Nostalgia comes to Newbury with premiere of Bill Bryson’s tribute to Blighty
World premiere of Tim Whitnall’s stage adaptation of Bill Bryson’s smash-hit Notes from a Small Island at The Watermill, Bagnor, until March 18, reviewed by NIKI HINMAN
Nostalgia abounds in The Watermill’s adaptation of Bill Bryson’s tribute to the national identity of Ol’ Blighty.
Although Notes from a Small Island – which starts with Bill’s arrival in Dover amid strikes, inflation and power cuts – certainly draws a link to Britain today.
The conclusion, which forms the closing lines of Tim Whitnall’s theatrical adaptation, feels especially timely, given our current national vogue for self-loathing:
“Here is a country that... did nearly everything right – and then spent the rest of the century looking on itself as a chronic failure.”
The play from the The Sunday Times best-sellers list book had its world premiere stage adaptation at the Newbury theatre last week.
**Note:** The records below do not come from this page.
PR #8243, opened 2026-07-28
fix(rust): match Rust parser bracket matching to Python's behaviour on crossed, unclosed, and dialect-specific brackets

rubytobi:

This closes several bracket matching gaps between the Rust parser and Python's reference implementation, all previously tracked as `xfail` cases in the parity test suite.

- The `Anything()` grammar's bracket-recursion path (`match_bracket_recursively`) now raises a parse error instead of silently producing a fabricated tree when it hits a crossed bracket (a closing bracket of the wrong type) or runs out of input before finding its closing bracket, matching Python's `resolve_bracket`.
- Bracket recognition in that same path, and in the parser's top-level bracket handling, is no longer limited to a hardcoded set of `(`, `[`, `{`. It's now driven by each dialect's actual bracket pairs (generated from the dialect definitions), so dialect-specific brackets such as Snowflake's exclude bracket `{-`/`-}` are recognised, typed, and structurally preserved the same way Python does.
- `Bracketed` content matching now distinguishes a failed *optional* content element (which Python lets the sequence continue past) from a failed *required* one (which should stop the sequence there). This fixes cases where a required element's failure was previously masked, including one where a STRICT bracket would incorrectly succeed with a partial match if the failure happened to land exactly at the closing bracket.
- The error messages produced for these content-failure cases (naming the expected grammar/token and whether it is "to start sequence" or "after X") are now derived the same way Python derives them, rather than falling back to a generic message.

Supporting changes: dialect bracket pairs are generated into the Rust dialect tables (`build_dialects.py` / `build_lexers.py`) alongside the existing lexer generation, and several previously `xfail`'d parity fixtures in `test/fixtures/parity/regressions.yml` are now passing and documented as such.

Bracket-opener detection for the `Anything()` grammar path is now a lookup against the dialect's bracket set rather than a fixed ASCII check, so any dialect that defines additional bracket-like pairs will pick them up automatically through this path.

### Pull Request checklist

  - Other.

---
## Summary by cubic
Aligns Rust bracket behavior with Python across all dialects. Uses each dialect’s `bracket_pairs`, raises on crossed/unclosed brackets, and fixes `Bracketed` content handling and error messages.

- **Bug Fixes**
  - Dialect-aware brackets end-to-end: lexer precomputes `matching_bracket_idx` using each dialect’s `bracket_pairs`; parser/`greedy_match` detect opens/closes via `Dialect::get_bracket_pairs` (e.g., Snowflake `{-`/`-}`); stray dialect closers now abort terminator search.
  - `Anything()` recursion now errors on crossed or unclosed brackets instead of fabricating a match.
  - `Bracketed` content: stop on required failures; STRICT no longer accepts partial matches at the close; optional failures produce “Nothing here.”; error text mirrors Python (“to start sequence”/“after X” with correct found-token fallbacks), without rejecting valid empty parens.
  - Reset stale `matching_bracket_idx` before recomputing bracket pairs to avoid carrying incorrect links between runs.

- **Refactors**
  - Introduced `BracketPairEntry` and `BracketPairSet` with shared lookups (`compute_matching_indices`, `is_open`/`is_close`). Generate per‑dialect `bracket_pairs` in `utils/build_lexers.py`, expose via `Dialect::get_bracket_pairs`; lexer has an ASCII default with `persists` flags and can be overridden via `Lexer::with_bracket_pairs`; the Python bridge now uses it.
  - Bracket leaf types and persistence now match Python; tests and the harness updated to supply dialect bracket pairs.

<sup>Written for commit 5033156f9819ed1b0afad3eb924e37975cca2ec5. Summary will update on new commits.</sup>

<a href="https://cubic.dev/pr/sqlfluff/sqlfluff/pull/8243?utm_source=github" target="_blank" rel="noopener noreferrer" data-no-image-dialog="true"><picture><source media="(prefers-color-scheme: dark)" srcset="https://www.cubic.dev/buttons/review-in-cubic-dark.svg"><source media="(prefers-color-scheme: light)" srcset="https://www.cubic.dev/buttons/review-in-cubic-light.svg">Review in cubic</picture></a>

### DIFF
--- a/sqlfluffrs/sqlfluffrs_parser/src/parser/python.rs
+++ b/sqlfluffrs/sqlfluffrs_parser/src/parser/python.rs
@@ -662,12 +662,16 @@ fn compute_bracket_pairs(tokens: &mut [Token], bracket_pairs: &[(&str, &str, &st
         let raw = tokens[idx].raw();
 
         // Check if this is an opening bracket
-        if let Some(pair_idx) = bracket_pairs.iter().position(|(open, _, _, _, _)| *open == raw) {
+        if let Some(pair_idx) = bracket_pairs
+            .iter()
+            .position(|(open, _, _, _, _)| *open == raw)
+        {
             bracket_stack.push((idx, pair_idx));
         }
         // Check if this is a closing bracket
-        else if let Some(expected_idx) =
-            bracket_pairs.iter().position(|(_, close, _, _, _)| *close == raw)
+        else if let Some(expected_idx) = bracket_pairs
+            .iter()
+            .position(|(_, close, _, _, _)| *close == raw)
         {
             // Only the most-recently-opened bracket (the top of the stack) may
             // be closed next, per LIFO nesting discipline. See the sibling
--- a/sqlfluffrs/sqlfluffrs_parser/src/parser/python.rs
+++ b/sqlfluffrs/sqlfluffrs_parser/src/parser/python.rs
@@ -514,7 +514,7 @@ impl PyParser {
         // Compute bracket pairs for the tokens.
         // When tokens come from Python (lexed by Python lexer), matching_bracket_idx is None.
         // We need to compute it for the Bracketed grammar to work correctly.
-        compute_bracket_pairs(&mut rust_tokens);
+        compute_bracket_pairs(&mut rust_tokens, self.dialect.get_bracket_pairs());
 
         // Create parser
         let mut parser = Parser::new_with_max_parse_depth(
@@ -555,7 +555,7 @@ impl PyParser {
         let mut rust_tokens: Vec<Token> = tokens.into_iter().map(|t| t.into()).collect();
 
         // Compute bracket pairs for the tokens.
-        compute_bracket_pairs(&mut rust_tokens);
+        compute_bracket_pairs(&mut rust_tokens, self.dialect.get_bracket_pairs());
 
         // Create parser
         let mut parser = Parser::new_with_max_parse_depth(
@@ -601,7 +601,7 @@ impl PyParser {
         let mut rust_tokens: Vec<Token> = tokens.into_iter().map(|t| t.into()).collect();
 
         // Compute bracket pairs for the tokens.
-        compute_bracket_pairs(&mut rust_tokens);
+        compute_bracket_pairs(&mut rust_tokens, self.dialect.get_bracket_pairs());
 
         // Create parser with grammar counting enabled
         let mut parser = Parser::new_with_max_parse_depth(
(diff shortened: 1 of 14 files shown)


sqlfluffrs/sqlfluffrs_parser/src/parser/python.rs
```diff
@@ -647,9 +647,9 @@ impl PyParser {
 ///
 /// This is necessary when tokens come from Python (via PyToken -> Token conversion)
 /// because the Python lexer doesn't compute these indices.
-fn compute_bracket_pairs(tokens: &mut [Token]) {
-    // Stack to track opening brackets: (index, bracket_char)
-    let mut bracket_stack: Vec<(usize, char)> = Vec::new();
+fn compute_bracket_pairs(tokens: &mut [Token], bracket_pairs: &[(&str, &str, &str, &str, bool)]) {
```
keraion: This will need to be brought in, but I think this pattern can be reused in a few places.
```suggestion
fn compute_bracket_pairs(tokens: &mut [Token], bracket_pairs: &[BracketPairEntry]) {
```

sqlfluffrs/sqlfluffrs_types/src/matcher.rs
```diff
@@ -12,6 +12,11 @@ use crate::{token::CaseFold, PositionMarker, RegexModeGroup, Token, TokenConfig}
 /// Function pointer type for token generation: one of `Token::{kind}_token`.
 pub type TokenGenerator = fn(String, PositionMarker, TokenConfig) -> Token;
 
+/// A single bracket pair: (open raw text, close raw text, start-bracket
+/// segment type, end-bracket segment type, persists). See
+/// `utils/build_lexers.py::generate_bracket_pairs` for how these are derived.
+pub type BracketPairEntry = (&'static str, &'static str, &'static str, &'static str, bool);
```
keraion: There are a lot of `(_, close, _, _, _)` or `(open, _, _, _, _)` around. Let's stick with a named struct instead
```suggestion
pub struct BracketPairEntry {
    pub open: &'static str,
    pub close: &'static str,
    pub start_type: &'static str,
    pub end_type: &'static str,
    pub persists: bool,
}
```

keraion (commented):
Overall a good start. I think we can probably simplify some things. It might also be worth having a `struct BracketPairSet(Vec<BracketPairEntry>)` with some of the reused methods.

Additionally the comments feel maybe a bit verbose and could probably be trimmed down to help understanding.

sqlfluffrs/sqlfluffrs_types/src/matcher.rs
```diff
@@ -12,6 +12,84 @@ use crate::{token::CaseFold, PositionMarker, RegexModeGroup, Token, TokenConfig}
...
+
+    pub fn iter(&self) -> impl Iterator<Item = &BracketPairEntry> {
+        self.0.iter()
+    }
+
+    /// Pre-compute `matching_bracket_idx` for every bracket token via LIFO
+    /// nesting order (Python parity: `resolve_bracket`, match_algorithms.py).
+    /// Only code tokens are considered, so bracket characters inside a
+    /// comment can't pair with real brackets in the SQL.
+    pub fn compute_matching_indices(&self, tokens: &mut [Token]) {
```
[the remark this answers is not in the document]
rubytobi: Not really applicable. Python's bracket matching is also raw-text based (`StringParser` checks `raw_upper == template`, no type check), so no parity gap here. 
The reason angle brackets don't collide is that BigQuery/Trino/SparkSQL keep `<`/`>` out of the default `bracket_pairs` set entirely, using a separate `angle_bracket_pairs` set only in specific grammar contexts. No dialect's `BracketPairSet` includes `<`/`>`, so nothing can currently mismatch. If we add parsing angle-bracket types later, the fix is a separate scoped bracket set based on context, probably not touching this function.

keraion (approved):
Ok, these changes help with reading. Thanks!

PR #8244, opened 2026-07-28
fix(rust): Parser parity across Ref errors, arena-tree panics, regex case folding, and indentation config

rubytobi:

Fixes four Python/Rust parser parity gaps, three found by the new parity test harness and one extra observation, where the Rust parser (`RustParser`) previously diverged silently from the pure-Python parser instead of matching its behaviour or errors:

1. Dangling `Ref` grammars now raise, instead of silently failing the branch. When a grammar references a keyword or segment name the dialect never registered (e.g. a bare `"POLICIES"` string, or a typo like `Ref('TableReference')`), Python's `dialect.ref()` raises a `RuntimeError` immediately. Rust previously resolved the missing name to `Empty` and quietly failed the branch, producing an unparsable tree where Python raised an error. Rust now signals the missing ref back to `rust_parser.py` via a sentinel, which re-raises through the dialect's own `ref()`.

2. Arena-tree building falls back gracefully when Rust panics. The `except Exception` around tree building was too narrow: a Rust-side panic crosses `pyo3` as `PanicException`, a `BaseException`, not an `Exception`, so it wasn't caught and would abort the whole parse instead of falling back to the documented Python-tree fallback. Now catches `BaseException` (excluding `KeyboardInterrupt`/`SystemExit`). No regression test available here.

3. `RegexParser` unicode case folding now matches Python. Python matches case-insensitively against `raw.upper()` (full Unicode case mapping, e.g. eszett `straße` -> `STRASSE`), but the Rust `regex` crate only does simple case folding, under which `ß` never matches `[A-Z]`. Words like `straße` failed a case-insensitive template on the Rust side only. Fixed by pre-uppercasing the comparison text before matching.

4. Int-typed indentation config is no longer dropped. `RustParser` filtered the indentation config section to boolean-typed values only, silently dropping int-typed truthy settings such as `indented_joins = 1`. Python's `ParseContext.from_config` coerces every value with `bool()` regardless of type; Rust now does the same.

Fixes 1, 3, and 4 are backed by parity regression fixtures in `test/fixtures/parity/regressions.yml`, converting previously-`xfail`'d cases to passing ones.

None expected. Each change narrows an existing divergence to match Python behaviour; no new configuration or public API surface is introduced.

### Pull Request checklist

  - Other.

---
## Summary by cubic
Aligns the Rust parser with Python for missing Ref errors, Unicode-insensitive regex, panic-safe arena-tree building, and indentation config coercion. Shares a single `MISSING_REF_PREFIX` across Rust/Python and ensures exclude probes propagate errors; converts prior parity xfails into passing tests.

- **Bug Fixes**
  - Dangling `Ref` now raises a missing-ref error; Rust returns a `MISSING_REF_PREFIX`-tagged error and `rust_parser.py` re-raises via `dialect.ref()`. The inline fast path falls back to the frame path so the error propagates, and `OneOf`/`AnyNumberOf` exclude probes no longer swallow these errors.
  - Arena-tree building now falls back cleanly on a Rust panic by catching `BaseException` (while letting `KeyboardInterrupt`/`SystemExit` through).
  - `RegexParser` case-insensitive matches use the token’s precomputed uppercased text (full Unicode mapping, e.g., `straße` -> `STRASSE`), matching Python.
  - Indentation config values are coerced with `bool()`, so int settings like `indentation.indented_joins = 1` are honored.

<sup>Written for commit ef736ca0ec03f809fbc9051e3ceffbb33a1c3873. Summary will update on new commits.</sup>

<a href="https://cubic.dev/pr/sqlfluff/sqlfluff/pull/8244?utm_source=github" target="_blank" rel="noopener noreferrer" data-no-image-dialog="true"><picture><source media="(prefers-color-scheme: dark)" srcset="https://www.cubic.dev/buttons/review-in-cubic-dark.svg"><source media="(prefers-color-scheme: light)" srcset="https://www.cubic.dev/buttons/review-in-cubic-light.svg">Review in cubic</picture></a>

### DIFF
--- a/sqlfluffrs/sqlfluffrs.pyi
+++ b/sqlfluffrs/sqlfluffrs.pyi
@@ -238,6 +238,13 @@ class RsParseError(Exception):
 
     pos: int
 
+MISSING_REF_PREFIX: str
+"""Sentinel prefix on an ``RsParseError`` message for an unresolvable Ref.
+
+Shared with the Rust side (``ref_grammar.rs``) so both sides of the pyo3
+boundary read the same constant instead of duplicating the literal.
+"""
+
 class RsParser:
     """Rust-based SQL parser."""
 
--- a/sqlfluffrs/sqlfluffrs_parser/src/lib.rs
+++ b/sqlfluffrs/sqlfluffrs_parser/src/lib.rs
@@ -2,6 +2,7 @@ pub mod parser;
 
 // Public read API for the parse arena, consumed by the rules crate.
 pub use parser::arena::{Arena, NodeId};
+pub use parser::MISSING_REF_PREFIX;
 
 #[cfg(feature = "python")]
 pub use parser::{PyHandle, PyMatchResult, PyNode, PyParser, PyTree, RsParseError};
--- a/sqlfluffrs/sqlfluffrs_parser/src/parser/core.rs
+++ b/sqlfluffrs/sqlfluffrs_parser/src/parser/core.rs
@@ -1230,22 +1230,22 @@ impl<'a> Parser<'a> {
                 // folding, which misses that. Uses the token's precomputed
                 // raw_upper(), so this stays cheap under backtracking.
                 let raw = if case_insensitive {
-                    std::borrow::Cow::Borrowed(tok.raw_upper())
+                    tok.raw_upper()
                 } else {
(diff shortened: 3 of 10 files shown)


alanmcruickshank (approved):
Nice. Glad to have more people diving into the rust package 👍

It celebrates one of the nation’s most beloved books on the quirks of our small island and those living in it.
The unabashed Anglophile that is Bill Bryson takes us on a journey the length and breadth of Britain, from the quirky grottiness of seaside BnBs to the Yorkshire Dales, all cleverly visualised with video and animation projections.
Bill Bryson, born and bred in Iowa, first came to England in 1973 and stayed on for nearly 20 years,
In 1992, he embarked on a farewell walking tour of Britain, having decided to move back to America for a while with his wife and children.
In The Watermill’s production the author’s good nature shines through helped by a decent cast and clever staging.
Mark Hadfield plays a good lookey-likey Bill Bryson supported by an almost vaudevillian supporting cast playing roles ranging from BnB guests, a group of shell-suited Geordies and some starry-eyed shoppers enjoying the newly-created delights of Milton Keynes.
Hadfield’s avuncular performance was marred by script stumbles, but he somehow got away with it – largely as he had to deliver most of the play’s lines.
Anne Odeke stands out in the supporting cast, adding some beautifully-timed comic performances.
Her dead-pan cinema usherette offering cola cubes for 3p and a Kia Ora orange drink for 7p was both funny and a fond, nostalgic hark back to dates at the local flea pit.
Director Paul Hart’s production sees Bryson’s role in the 1986 Wapping dispute and revisits the sanatorium where he’d also worked, horrified to discover its conversion into a gated development for the well-heeled.
All in all, Notes from the Small Island presents an informative, personal and mostly warm portrait of this island and its inhabitants. It allows us – the British – to agree how lovable we really are and prompts food for thought for our island’s shifting sense of place and purpose in the global village.